Data to process Start Marker
PR #4250, opened 2022-08-08
[CLI] Add configuration parameters needed to specify multiple instance types for a compute resource

EddyMM:
### Description of changes
* As part of supporting multiple instance types in a compute resource, these configuration parameters are being added
```
Scheduling:
  Scheduler: slurm
  SlurmQueues:
  - Name: ...
    AllocationStrategy: lowest-price|capacity-optimized
    ComputeResources:
    - Name: ...
      InstanceTypeList:
        - InstanceType: ...
        - InstanceType: ...
```

- A Compute Resource may define a list of possible instance-types that can be launched based on an allocation strategy
- A queue may have compute resources that define a single instance type or a list of instance-types
- The AllocationStrategy is defined at Queue Level and will apply to all the compute fleets launched under that queue.

### Tests
* A queue can list all instance types it contains (including the compute resources with multiple instance types)
* A queue can support compute Resources containing a either Single Instance Type or Multiple Instance Types 
* For launch templates generated for a compute fleet with multiple instance types:
    * The smallest MaxNetworkCards value will be used to determine the number of network interfaces to use
    * The InstanceType and CpuInfo fields are excluded

### References
* [AllocationStrategy](https://docs.aws.amazon.com/AWSEC2/latest/UserGuide/ec2-fleet-allocation-strategy.html)

### Checklist

### DIFF
--- a/CHANGELOG.md
+++ b/CHANGELOG.md
@@ -8,7 +8,8 @@ CHANGELOG
 - Remove support for Python 3.6 in aws-parallelcluster-batch-cli.
 - Upgrade Python and NodeJS versions in API infrastructure, API Docker container and cluster Lambda resources.
 - Move head node tags from Launch Template to instance definition to avoid head node replacement on tags updates.
-- Disable Multithreading through script executed by cloud-init and not through CpuOptions set into Launch Template.   
+- Disable Multithreading through script executed by cloud-init and not through CpuOptions set into Launch Template.
+- Add support for multiple instance types in the same Compute Resource.
 
 **BUG FIXES**
 - Fix validation of parameter `SharedStorage/EfsSettings`: now validation fails when `FileSystemId` is specified 
--- a/cli/src/pcluster/aws/aws_resources.py
+++ b/cli/src/pcluster/aws/aws_resources.py
@@ -220,12 +220,13 @@ class InstanceTypeInfo:
         return self.instance_type_data.get("InstanceType")
 
     def is_ebs_optimized(self):
-        """Check whether the instance has optimized EBS support."""
-        ebs_optimized = False
-        ebs_info = self.instance_type_data.get("EbsInfo")
-        if ebs_info:
-            ebs_optimized = ebs_info.get("EbsOptimizedSupport") != "unsupported"
-        return ebs_optimized
+        """
+        Check whether the instance has optimized EBS support.
+
+        Defaults to `unsupported` if EbsInfo is not available for the instance type.
+        """
+        support_level = self.instance_type_data.get("EbsInfo", {}).get("EbsOptimizedSupport", "unsupported")
+        return support_level != "unsupported"
 
     def supported_usage_classes(self):
         """Return the list supported usage classes."""
--- a/cli/src/pcluster/aws/ec2.py
+++ b/cli/src/pcluster/aws/ec2.py
@@ -23,7 +23,6 @@ from pcluster.constants import (
     OS_TO_IMAGE_NAME_PART_MAP,
     PCLUSTER_IMAGE_BUILD_STATUS_TAG,
     PCLUSTER_IMAGE_ID_TAG,
-    SUPPORTED_ARCHITECTURES,
 )
 from pcluster.utils import get_partition
 
@@ -244,10 +243,7 @@ class Ec2Client(Boto3Client):
     def get_supported_architectures(self, instance_type):
         """Return a list of architectures supported for the given instance type."""
         instance_info = self.get_instance_type_info(instance_type)
-        supported_architectures = instance_info.supported_architecture()
-
-        # Some instance types support multiple architectures (x86_64 and i386). Filter unsupported ones.
-        return list(set(supported_architectures) & set(SUPPORTED_ARCHITECTURES))
+        return instance_info.supported_architecture()
 
     @AWSExceptionHandler.handle_client_exception
     @Cache.cached
--- a/cli/src/pcluster/config/cluster_config.py
+++ b/cli/src/pcluster/config/cluster_config.py
@@ -13,6 +13,7 @@
 # These objects are obtained from the configuration file through a conversion based on the Schema classes.
 #
 import logging
+from abc import abstractmethod
 from collections import defaultdict
 from enum import Enum
 from typing import Dict, List, Union
@@ -1585,12 +1586,11 @@ class AwsBatchClusterConfig(BaseClusterConfig):
         return pkg_resources.resource_filename(__name__, "../resources/batch")
 
 
-class SlurmComputeResource(BaseComputeResource):
+class _BaseSlurmComputeResource(BaseComputeResource):
     """Represent the Slurm Compute Resource."""
 
     def __init__(
         self,
-        instance_type: str = None,
         max_count: int = None,
         min_count: int = None,
         spot_price: float = None,
@@ -1600,16 +1600,121 @@ class SlurmComputeResource(BaseComputeResource):
         **kwargs,
     ):
         super().__init__(**kwargs)
-        self.instance_type = Resource.init_param(instance_type)
         self.max_count = Resource.init_param(max_count, default=DEFAULT_MAX_COUNT)
         self.min_count = Resource.init_param(min_count, default=DEFAULT_MIN_COUNT)
         self.spot_price = Resource.init_param(spot_price)
         self.disable_simultaneous_multithreading = Resource.init_param(
             disable_simultaneous_multithreading, default=False
         )
-        self.__instance_type_info = None
         self.efa = efa or Efa(enabled=False, implied=True)
         self.schedulable_memory = Resource.init_param(schedulable_memory)
+        self._instance_types_with_instance_storage = []
+        self._instance_type_info_map = {}
+
+    @staticmethod
+    def fetch_instance_type_info(instance_type) -> InstanceTypeInfo:
+        """Return instance type information."""
+        return AWSApi.instance().ec2.get_instance_type_info(instance_type)
+
+    @property
+    def instance_types_with_instance_storage(self):
+        """Return a set of instance types in the Compute Resource that have local instance storage."""
+        if not self._instance_types_with_instance_storage:
+            self._instance_types_with_instance_storage = [
+                instance_type
+                for instance_type in self.instance_types
+                if self.instance_type_info_map[instance_type].instance_storage_supported()
+            ]
+        return self._instance_types_with_instance_storage
+
+    @property
+    def instance_type_info_map(self) -> Dict[str, InstanceTypeInfo]:
+        """List of Instance Type information for each instance type in the compute resource.
+
+        :returns: [ "InstanceType1": {... InstanceTypeInfo ...}, "InstanceType1": {... InstanceTypeInfo ...} ]
+        """
+        if not self._instance_type_info_map:
+            self._instance_type_info_map = {
+                instance_type: self.fetch_instance_type_info(instance_type) for instance_type in self.instance_types
+            }
+        return self._instance_type_info_map
+
+    @property
+    @abstractmethod
+    def disable_simultaneous_multithreading_manually(self) -> bool:
+        pass
+
+    @property
+    @abstractmethod
+    def max_network_interface_count(self) -> int:
+        pass
+
+    @property
+    def is_ebs_optimized(self) -> bool:
+        return all(
+            self.instance_type_info_map[instance_type].is_ebs_optimized() for instance_type in self.instance_types
+        )
+
+    @property
+    @abstractmethod
+    def instance_types(self) -> List[str]:
+        pass
+
+
+class FlexibleInstanceType(Resource):
+    """Represent an instance type listed in the InstanceTypeList of a ComputeResources."""
+
+    def __init__(self, instance_type: str, **kwargs):
+        super().__init__(**kwargs)
+        self.instance_type = Resource.init_param(instance_type)
+
+
+class SlurmFlexibleComputeResource(_BaseSlurmComputeResource):
+    """Represents a Slurm Compute Resource with Multiple Instance Types."""
+
+    def __init__(self, instance_type_list: List[FlexibleInstanceType], **kwargs):
+        super().__init__(**kwargs)
+        self.instance_type_list = Resource.init_param(instance_type_list)
+
+    @property
+    def instance_types(self) -> List[str]:
+        """Return list of instance type names in this compute resource."""
+        return [flexible_instance_type.instance_type for flexible_instance_type in self.instance_type_list]
+
+    @property
+    def disable_simultaneous_multithreading_manually(self) -> bool:
+        """Return true if simultaneous multithreading must be disabled with a cookbook script."""
+        return self.disable_simultaneous_multithreading
+
+    @property
+    def max_network_interface_count(self) -> int:
+        """Return max number of NICs for the compute resource.
+
+        In this case the Compute Resource may have multiple instance types, hence the instance-type with
+        the least MaxNetworkInterfaceCards value will be considered.
+        """
+        least_max_nics = self.instance_type_info_map[self.instance_types[0]].max_network_interface_count()
+        if len(self.instance_types) > 1:
+            for instance_type in self.instance_types[1:]:
+                instance_type_info = self.instance_type_info_map[instance_type]
+                max_nics = instance_type_info.max_network_interface_count()
+                if max_nics < least_max_nics:
+                    least_max_nics = max_nics
+        return least_max_nics
+
+
+class SlurmComputeResource(_BaseSlurmComputeResource):
+    """Represents a Slurm Compute Resource with a Single Instance Type."""
+
+    def __init__(self, instance_type, **kwargs):
+        super().__init__(**kwargs)
+        self.instance_type = Resource.init_param(instance_type)
+        self.__instance_type_info = None
+
+    @property
+    def instance_types(self) -> List[str]:
+        """List of instance types under this compute resource."""
+        return [self.instance_type]
 
     @property
     def instance_type_info(self) -> InstanceTypeInfo:
@@ -1697,17 +1802,36 @@ class _CommonQueue(BaseQueue):
 
 
 class SlurmQueue(_CommonQueue):
-    """Represent the Slurm Queue resource."""
+    """Represents a Slurm Queue that has Compute Resources with both Single and Multiple Instance Types."""
 
     def __init__(
         self,
-        compute_resources: List[SlurmComputeResource],
+        compute_resources: List[_BaseSlurmComputeResource],
         networking: SlurmQueueNetworking,
+        allocation_strategy: str = "lowest-price",
         **kwargs,
     ):
         super().__init__(**kwargs)
         self.compute_resources = compute_resources
         self.networking = networking
+        if any(isinstance(compute_resource, SlurmFlexibleComputeResource) for compute_resource in compute_resources):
Data to process End Marker
— What you need to do —
Reproduce only the lines above spanning from the line containing "- A Compute" through the line containing "- A queue may", word for word.

— Solution for this task —
- A Compute Resource may define a list of possible instance-types that can be launched based on an allocation strategy
- A queue may have compute resources that define a single instance type or a list of instance-types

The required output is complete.